In cultures committed to making everything explicit, calling for trickery in education seems suspicious. However, for better or worse, trickery is already prevalent in education. In particular, it quietly persists in assumptions it is possible and desirable to be explicit about many educational matters, including learning intentions, and knowledge of self and others. In this philosophical and autobiographical inquiry, we explore trickery's role in disrupting and exposing this presumptive transparency, and in working with the educational possibilities that then arise. In parallel, we take note that the Anthropocene is an ambiguous and undetermined situation, which promises to trick whoever seeks secure diagnoses and prescriptions of what is at stake. There are therefore confluences between disrupting explicitification in classroom ecologies and ecologies of the broader world.

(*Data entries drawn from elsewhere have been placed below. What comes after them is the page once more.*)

PR #341, opened 2024-01-13
Implement recent activity filters, and show less types to users in-game

Beyley:
Only the first half is done so far, we still show the whole server recent activity log to all users. The only current new changes is the implementation of the filters.

### DIFF
--- a/Refresh.GameServer/Database/GameDatabaseContext.Activity.cs
+++ b/Refresh.GameServer/Database/GameDatabaseContext.Activity.cs
@@ -28,6 +28,24 @@ public partial class GameDatabaseContext // Activity
             .Where(e => e.Timestamp < timestamp && e.Timestamp >= endTimestamp)
             .AsEnumerable();
 
+        if (user != null)
+        {
+            List<ObjectId?> favouriteUsers = user.UsersFavourited.AsEnumerable().Select(f => (ObjectId?)f.UserToFavourite.UserId).ToList();
+            List<ObjectId?>? userFriends = friendService?.GetUsersFriends(user, this)?.Select(u => (ObjectId?)u.UserId).ToList();
+
+            query = query.Where(e =>
+                e.User.UserId == user.UserId ||
+                e.StoredObjectId == user.UserId ||
+                favouriteUsers.Contains(e.User.UserId) ||
+                favouriteUsers.Contains(e.StoredObjectId) ||
+                (userFriends?.Contains(e.User.UserId) ?? false) ||
+                (userFriends?.Contains(e.StoredObjectId) ?? false) ||
+                this.GetLevelById(e.StoredSequentialId ?? int.MaxValue)?.Publisher?.UserId == user.UserId ||
+                e.EventType == EventType.Level_TeamPick ||
+                e.EventType == EventType.User_FirstLogin
+            );
+        }
+        
         if (excludeMyLevels && user != null)
         {
             //Filter the query to events which either arent level related, or which the level publisher doesnt contain the user
@@ -53,7 +71,7 @@ public partial class GameDatabaseContext // Activity
         {
             query = query.Where(e => e.User.UserId != user.UserId && e.StoredObjectId != user.UserId);  
         }
-        
+
         return new(query.OrderByDescending(e => e.Timestamp), skip, count);
     }
 
@@ -74,7 +92,8 @@ public partial class GameDatabaseContext // Activity
         IEnumerable<Event> query = this._realm.All<Event>()
             .Where(e => e._StoredDataType == 1 && e.StoredSequentialId == level.LevelId)
             .Where(e => e.Timestamp < timestamp && e.Timestamp >= endTimestamp)
-            .AsEnumerable();
+            .AsEnumerable()
+            .OrderByDescending(e => e.Timestamp);
         
         if (excludeFriends && user != null && friendService != null)
         {
@@ -96,8 +115,7 @@ public partial class GameDatabaseContext // Activity
             query = query.Where(e => e.User.UserId != user.UserId && e.StoredObjectId != user.UserId);  
         }
         
-        return new DatabaseList<Event>(query
-            .OrderByDescending(e => e.Timestamp), skip, count);
+        return new DatabaseList<Event>(query, skip, count);
     }
 
     public int GetTotalEventCount() => this._realm.All<Event>().Count();
--- a/Refresh.GameServer/Database/GameDatabaseContext.Activity.cs
+++ b/Refresh.GameServer/Database/GameDatabaseContext.Activity.cs
@@ -12,110 +12,95 @@ public partial class GameDatabaseContext // Activity
 {
     [Pure]
     public DatabaseList<Event> GetRecentActivity(
-        int count, 
-        int skip, 
-        long timestamp, 
-        long endTimestamp,
-        bool excludeMyLevels = false, 
-        bool excludeFriends = false,
-        bool excludeFavouriteUsers = false,
-        bool excludeMyself = false,
-        GameUser? user = null,
+        ActivityQueryParameters parameters,
         FriendStorageService? friendService = null
     )
     {
         IEnumerable<Event> query = this._realm.All<Event>()
-            .Where(e => e.Timestamp < timestamp && e.Timestamp >= endTimestamp)
+            .Where(e => e.Timestamp < parameters.Timestamp && e.Timestamp >= parameters.EndTimestamp)
             .AsEnumerable();
 
-        if (user != null)
+        if (parameters.User != null)
         {
-            List<ObjectId?> favouriteUsers = user.UsersFavourited.AsEnumerable().Select(f => (ObjectId?)f.UserToFavourite.UserId).ToList();
-            List<ObjectId?>? userFriends = friendService?.GetUsersFriends(user, this)?.Select(u => (ObjectId?)u.UserId).ToList();
+            List<ObjectId?> favouriteUsers = parameters.User.UsersFavourited.AsEnumerable().Select(f => (ObjectId?)f.UserToFavourite.UserId).ToList();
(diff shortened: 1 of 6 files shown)


Refresh.GameServer/Database/GameDatabaseContext.Activity.cs
```diff
@@ -28,6 +28,24 @@ public partial class GameDatabaseContext // Activity
...
+            query = query.Where(e =>
+                e.User.UserId == user.UserId ||
+                e.StoredObjectId == user.UserId ||
+                favouriteUsers.Contains(e.User.UserId) ||
+                favouriteUsers.Contains(e.StoredObjectId) ||
+                (userFriends?.Contains(e.User.UserId) ?? false) ||
+                (userFriends?.Contains(e.StoredObjectId) ?? false) ||
+                this.GetLevelById(e.StoredSequentialId ?? int.MaxValue)?.Publisher?.UserId == user.UserId ||
+                e.EventType == EventType.Level_TeamPick ||
+                e.EventType == EventType.User_FirstLogin
```
jvyden, line 45: Some of this should *definitely* be moved to the main `IQueryable` call in at the top of the function if possible. This is going to be a performance nightmare.

Refresh.GameServer/Endpoints/Game/ActivityEndpoints.cs
```diff
@@ -54,7 +54,71 @@ public class ActivityEndpoints : EndpointGroup
...
+        bool excludeMyself = bool.Parse(context.QueryString["excludeMyself"] ?? "false");
+        
+        string? tsStr = context.QueryString["timestamp"];
+        string? tsEndStr = context.QueryString["endTimestamp"];
+        if (tsStr != null && !long.TryParse(tsStr, out timestamp)) return BadRequest;
+        if (tsEndStr != null && !long.TryParse(tsEndStr, out endTimestamp)) return BadRequest;
+
+        if (endTimestamp == 0) endTimestamp = timestamp - 86400000 * 7; // 1 week
+
+        ActivityPage page = ActivityPage.LevelActivity(database, 20, 0, timestamp, endTimestamp, level, excludeFriends, excludeFavouriteUsers, excludeMyself, user, friendStorageService);
```
jvyden, line 80: Feel like it's better to pass in a `ref struct` or something similar for all these arguments. Maybe call it `ActivityQueryParameters` or something?

Refresh.GameServer/Types/Activity/ActivityPage.cs
```diff
@@ -53,6 +53,78 @@ public ActivityPage()
...
+        bool excludeFriends = false,
+        bool excludeFavouriteUsers = false,
+        bool excludeMyself = false,
+        GameUser? user = null,
+        FriendStorageService? friendStorageService = null
+    )
+    {
+        if (timestamp == 0) timestamp = DateTimeOffset.UtcNow.ToUnixTimeMilliseconds();
+
+        DatabaseList<Event> events = database.GetRecentActivityForLevel(level, count, skip, timestamp, endTimestamp, excludeFriends, excludeFavouriteUsers, excludeMyself, user, friendStorageService);
```
jvyden, line 72: Possible null reference warning

Refresh.GameServer/Types/Activity/ActivityPage.cs
```diff
@@ -53,6 +53,78 @@ public ActivityPage()
...
+
+        ActivityPage page = new()
+        {
+            Events = new List<Event>(events.Items),
```
jvyden, line 76: Why do we clone here?

jvyden (changes requested):
Code quality & performance concerns about this one.

Refresh.GameServer/Database/GameDatabaseContext.Activity.cs
Beyley: > Some of this should _definitely_ be moved to the main `IQueryable` call in at the top of the function if possible. This is going to be a performance nightmare.

Cant be on IQueryable, indirect accesses (like `e.User.UserId`) are unsupported by Realm

Refresh.GameServer/Endpoints/Game/ActivityEndpoints.cs
Beyley: Yeah i was thinking that aswell, the parameters ballooned a lot, will do this

Refresh.GameServer/Database/GameDatabaseContext.Activity.cs
jvyden: Some of these queries, yes, but not all. `e.StoredObjectId`, `e.EventType` checks for example can be moved earlier.

Refresh.GameServer/Types/Activity/ActivityPage.cs
Beyley: copy/paste error, this code is copied from the constructor, which does copy, but copies for a different reason, will remove the copy

Refresh.GameServer/Database/GameDatabaseContext.Activity.cs
jvyden: If its a big issue, then I recommend extracting the filtering logic to a new function, and then split this function in to 3 separate ones for levels, users, and global queries. I think that just makes more sense in general, too.

Beyley: Im not sure how to write this logic in a fashion where i *can* split it up into multiple `.Where` calls. This filters to where the event type is *any* of these many possible things. I'd have to do two `.Where` calls (both on the raw query, cant be chained), then do `.Union` to create a union of the two queries, which im not sure how much more performant that would be, given now im enumerating three times (one per `.Where`, one for the `.Union`).

jvyden: Right, makes sense. I'm vehemently against how long that takes (250ms is frankly absurd especially given the power of your workstation) but if there's no better way to do it then I guess it'll have to work.

This is something that we'll have to consider when we get PostgreSQL support in a functional state. This makes me wonder if we can do raw Realm queries somehow.

That said, we can still the refactoring I suggested. Bunching together logic for what's ultimately 3 different types of result is just a disaster.

Beyley: Yeah performance im really not happy with (in release mode even after the JIT warms up its ~100ms). Just to be sure i understand what you mean with the refactor, do you mean having separate functions for "get filtered global recent activity", "get filtered recent activity scoped to this user", "get filtered global recent activity for a level"?

jvyden: Yep.

Refresh.GameServer/Database/GameDatabaseContext.Activity.cs
```diff
@@ -1,23 +1,103 @@
...
+        FriendStorageService? friendService = null)
+    {
+        if (parameters.Timestamp == 0) 
+            parameters.Timestamp = DateTimeOffset.UtcNow.ToUnixTimeMilliseconds();
+        
+        IEnumerable<Event> query = this._realm.All<Event>()
+            .Where(e => e.Timestamp < parameters.Timestamp && e.Timestamp >= parameters.EndTimestamp)
+            .AsEnumerable();
+
+        if (parameters is { ExcludeMyLevels: true, User: not null })
```
jvyden, line 52: This style of syntax is a little untrustworthy. Is this function backed by unit tests?

Refresh.GameServer/Database/GameDatabaseContext.Activity.cs
```diff
@@ -1,23 +1,103 @@
...
+                e.EventType == EventType.Level_TeamPick ||
+                e.EventType == EventType.User_FirstLogin
+            );
+        }
+        
+        return new(query.OrderByDescending(e => e.Timestamp), parameters.Skip, parameters.Count);
+    }
+
+    private IEnumerable<Event> GetRecentActivity(ActivityQueryParameters parameters,
+        FriendStorageService? friendService = null)
```
jvyden, line 43: Why is this optional? Shouldn't this be required?

Refresh.GameServer/Database/GameDatabaseContext.Activity.cs
```diff
@@ -1,23 +1,103 @@
...
     
     [Pure]
-    public DatabaseList<Event> GetRecentActivityForLevel(GameLevel level, int count, int skip, long timestamp, long endTimestamp) => 
-        new(this._realm.All<Event>()
+    public DatabaseList<Event> GetGlobalRecentActivity(
+        ActivityQueryParameters parameters,
+        FriendStorageService? friendService = null
+    )
+    {
+        return new(this.GetRecentActivity(parameters, friendService).OrderByDescending(e => e.Timestamp), parameters.Skip, parameters.Count);
```
jvyden, line 87:
```suggestion
        return new DatabaseList<Event>(this.GetRecentActivity(parameters, friendService).OrderByDescending(e => e.Timestamp), parameters.Skip, parameters.Count);
```

jvyden (changes requested):
Part 1 of my review. My brain isn't fully here with us today so I'll take a second proper look tomorrow. :pensive:

Refresh.GameServer/Database/GameDatabaseContext.Activity.cs
Beyley: we dont want FriendStorageServices passed in when viewing someone elses recent activity (which you can do ingame), since then you could use that to kinda RE someone's PSN friends

Refresh.GameServer/Database/GameDatabaseContext.Activity.cs
Beyley: Its not backed by unit tests to my knowledge, but this logic was generated using Rider's refactoring tools from the original logic, and it produces better IL, which is why i used it.

jvyden (approved):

Suspicious of habits that foreclose people's ability to respond to events as they arise, trickery surfaces and engage ambiguities, contradictions, and potentials inherent in the invisible and assumed. Despite such antics, the trickster is no mere jokester. As she deals in duplicity, confusion, and concealment, she attends evermore carefully to sincerity, trust, and revelation, to the freedom of people and planet, and to the ongoing threats and promises of a perpetual return to harmony.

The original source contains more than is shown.